**** Record extracts ****
PR #4583, opened 2022-06-17
FIX-#4582: Inherit custom log layer

### LINKED ISSUE #4582: Modin custom logging layer is not inherited
### System information
- **Modin version** (`modin.__version__`): 81648e711f7525d87dbc58f53e67a2fd22650ae7

### Describe the problem
It's possible to override default logging layer (`PANDAS-API`) when constructing a class, like
```python
class Foo(ClassLogger, modin_layer="CUSTOM"):
    def method1(self):
        pass
```
but then it won't get inherited, i.e.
****
The task:
Each line must be set down again exactly as above, with no line omitted.

Answer for this exercise:
PR #4583, opened 2022-06-17
FIX-#4582: Inherit custom log layer

### LINKED ISSUE #4582: Modin custom logging layer is not inherited
### System information
- **Modin version** (`modin.__version__`): 81648e711f7525d87dbc58f53e67a2fd22650ae7

### Describe the problem
It's possible to override default logging layer (`PANDAS-API`) when constructing a class, like
```python
class Foo(ClassLogger, modin_layer="CUSTOM"):
    def method1(self):
        pass
```
but then it won't get inherited, i.e.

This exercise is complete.